Toda esta propaganda se mostrou não verdadeira e revela uma lógica que tem origem ainda na gestão de Robinson de Castro que, em seus últimos momentos como presidente, negociou os direitos federativos de vários jogadores (tais como Lima, Marcos Victor, Fernando Sobral etc.) sob o pretexto de que precisava pagar empréstimos do clube feitos junto a instituições financeiras, cujo o fiador era ele mesmo.
Obviamente, que é completamente legítimo desconfiar das próximas gestões do clube e não contrair dívidas por tabela por conta da falta de competência de terceiros. Entretanto, este evento talvez tenha sido o desencadeador da quebra do planejamento do clube (além da queda para Série B do Campeonato Brasileiro, obviamente).
Depois desse evento de despedida do ex-mandatário do clube, transpareceu para a torcida que tínhamos ainda alguns trunfos, algum dinheiro em caixa, receitas vindas da nova liga de futebol do Brasil, etc. Entretanto, o choque de realidade que tivemos nesta semana mostra que esse buraco é mais profundo, que há uma realidade caótica em que o modelo de gestão do atual presidente, João Paulo Silva, precisa escolher entre gastar/investir em um time competitivo e rolar a dívida o máximo possível ou pagar a dívida e ter um time mais barato (o que possivelmente é sinônimo de time mais fraco).

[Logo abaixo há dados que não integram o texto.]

PR #52579, opened 2024-05-29
Add fips-check-image-scan to steps registry

swghosh:
**Usage**: Allow scanning of built images by specifying `${SCAN_IMAGE}` to use [check-payload](https://github.com/openshift/check-payload) tool to verify binaries for FIPS compliance. 

To use this step in your CI worflow or chain, ensure to have the following base image:

```yaml
base_images:
  check-payload:
    name: check-payload
    namespace: ci
    tag: latest
...
```
because the step uses `from: check-payload` image.

### DIFF
--- a/ci-operator/step-registry/fips-check/OWNERS
+++ b/ci-operator/step-registry/fips-check/OWNERS
@@ -1,2 +1,7 @@
 approvers:
+- ashwindasr
+- kolyshkin
+- mrunalp
+- rhmdnd
+- rphillips
 - sallyom
--- a/ci-operator/step-registry/fips-check/fips-check-ref.metadata.json
+++ b/ci-operator/step-registry/fips-check/fips-check-ref.metadata.json
@@ -2,6 +2,11 @@
 	"path": "fips-check/fips-check-ref.yaml",
 	"owners": {
 		"approvers": [
+			"ashwindasr",
+			"kolyshkin",
+			"mrunalp",
+			"rhmdnd",
+			"rphillips",
 			"sallyom"
 		]
 	}


ci-operator/step-registry/fips-check/image-scan/fips-check-image-scan-ref.metadata.json
```diff
@@ -0,0 +1,10 @@
+{
+	"path": "fips-check/image-scan/fips-check-image-scan-ref.yaml",
+	"owners": {
+		"approvers": [
+			"mrunalp",
+			"swghosh",
+			"xingxingxia"
```
mrunalp, line 7: Please add @rphillips here.

rphillips: I believe this is autogenerated from the OWNERS file. It probably needs to be added there, then regenerated.

swghosh: Added.

ci-operator/step-registry/fips-check/OWNERS
```diff
@@ -1,2 +1,7 @@
 approvers:
+- ashwindasr
+- kolyshkin
+- mrunalp
+- rhmdnd
+- rphillips
```
sallyom, line 6: I'm fine if you remove me from this list, it's been awhile since I had any interactions with openshift ci, it's probably best. Or, I can do this as a follow-up.

swghosh: I missed your comment in time, before ti's got merged.
We already have the new owners added who can now approve it,
so guess it's still fine to have yours around :) feel free to follow-up a removal in case otherwise, thanks!

PR #52605, opened 2024-05-30
Keep Node Js version to v16.13.1

coleenquadros:
Keep the node js version in sync with https://github.com/openshift/release/blob/4954423e496c35b31782861027709668d6c07623/ci-operator/config/openshift/prometheus/openshift-prometheus-master.yaml#L52


saswatamcode (approved):
/lgtm

PR #66336, opened 2025-06-23
feat: add presubmits to mco for tna/tnf

eggfoobar:


eggfoobar:
/pj-rehearse ack

The rehearsals for arbiter are failing with only the featureset flag test, this is expected since TNA has not graduated in the API yet to GA (this is due to happen soon), fencing is failing with known failures that are being tracked.

PR #66342, opened 2025-06-23
OCPNODE-3385: add 4.19 testing for kueue

kannon92:
Add 4.19 testing for kueue operator and operand.

I may need to work with test platform to make sure there is a cluster bool for 4.19.


kannon92:
/hold

We need a 4.19 cluster pool.

kannon92:
/pj-rehease ack

We know why these tests are failing. Our script doesn't work on picking the right image on openshift/release.

We are okay with merging this with these failures. They will work on our repo.

PR #66378, opened 2025-06-24
Align MCO e2e-gcp-op timeout with the internal used one

pablintino:
e2e-gcp-op has started to be killed by timeout and it looks like the `go test` command used inside the Makefile has a bit more of time than the one configured here.


pablintino:
pj-rehearse

PR #66398, opened 2025-06-24
make basic job to install ARO HCP in integration

deads2k:
TODO

1. set env vars
2. ensure the chain can be called
3. make a workflow that does cleanup?
4. include secret in vault


deads2k:
replaced in https://github.com/openshift/release/pull/66398

PR #66407, opened 2025-06-24
Automation for RHDH Certification Pipeline

dcurran90:
Deploy and test RHDH plugins for RHDH Certification process.


ci-operator/step-registry/redhat-developer/rhdh/certification/redhat-developer-rhdh-certification-ref.yaml
```diff
@@ -0,0 +1,16 @@
+ref:
+  as: redhat-developer-rhdh-certification
+  cli: latest
+  commands: "redhat-developer-rhdh-certification-commands.sh"
+  credentials:
+  - mount_path: /tmp/secrets
+    name: rhdh
```
subhashkhileri: @dcurran90  Is this the same RHDH secrets collection you're using for certification? If so, it needs to be a new, separate one.

PR #66521, opened 2025-06-27
prevent the Azure/ARO-HCP presubmit from running automatically for now

deads2k:
/assign @geoberle


deads2k:
just an ordering change, reapplying lgtm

Parece que a primeira opção foi a escolhida, contudo o conteúdo da escolha nos aponta para acertos na montagem do elenco, em que ao mesmo tempo que temos várias opções nas diversas posições também temos um time com jogadores cascudos e não tão caros. Isto quer dizer que a gestão do departamento de futebol, por meio de Lucas Drubscky, está acertando no campo, ou seja, em meio ao caos de gestão financeira do time há uma ordem mínima capaz de reacender a chama da desesperança esperançada.
Ora, como já venho alertando em minhas últimas colunas, nosso primeiro semestre não vai ser fácil e provavelmente vamos sofrer reveses que nos farão duvidar de tudo que até aqui foi feito. Contudo, penso que, do ponto de vista do campo, o segundo semestre vai ser glorioso e se no primeiro semestre pudermos competir, já estará de bom tamanho devido à realidade que hoje nos encara, ou seja, uma equipe completamente nova e desentrosada.
CEARÁ PRECISA DA MUDANÇA DE METODOLOGIA
Mas, como falei no início, para entrosar uma equipe não basta um treinador de futebol e sua metodologia de treinos dentro do campo, faz-se necessário um novo tipo de organização social dentro do clube. Trabalhar em uma equipe de futebol para a qual se torce não é o mesmo que trabalhar em uma empresa qualquer, pois o fator paixão e envolvimento já está pressuposto.
Se nesse mesmo ambiente as pessoas não se sentirem envolvidas com a paixão e forem tratadas como meros “colaboradores” (eufemismo cínico para trabalhador), se esses funcionários não estiverem em sintonia com os jogadores, se o clube se mostrar um mero agregado de departamentos diferentes competindo uns contra os outros, em vez de cooperarem, teremos aí a receita do fracasso, tal como ocorreu no ano passado.
Portanto, é necessário ordenar o caos, uma vez que resolver as demandas para debelar a situação caótica não é possível no momento. É necessário cooperação total, transparência completa da diretoria de modo que, antes que a oposição revele as “entranhas” do Ceará, a própria diretoria deve revelar para que, com isso, se possa unir a todos em torno da esperança de que, tal como navegar em um mar bravio, o momento caótico completo passará, mas é necessário saber como sobreviver a ele. Espero que sobrevivamos!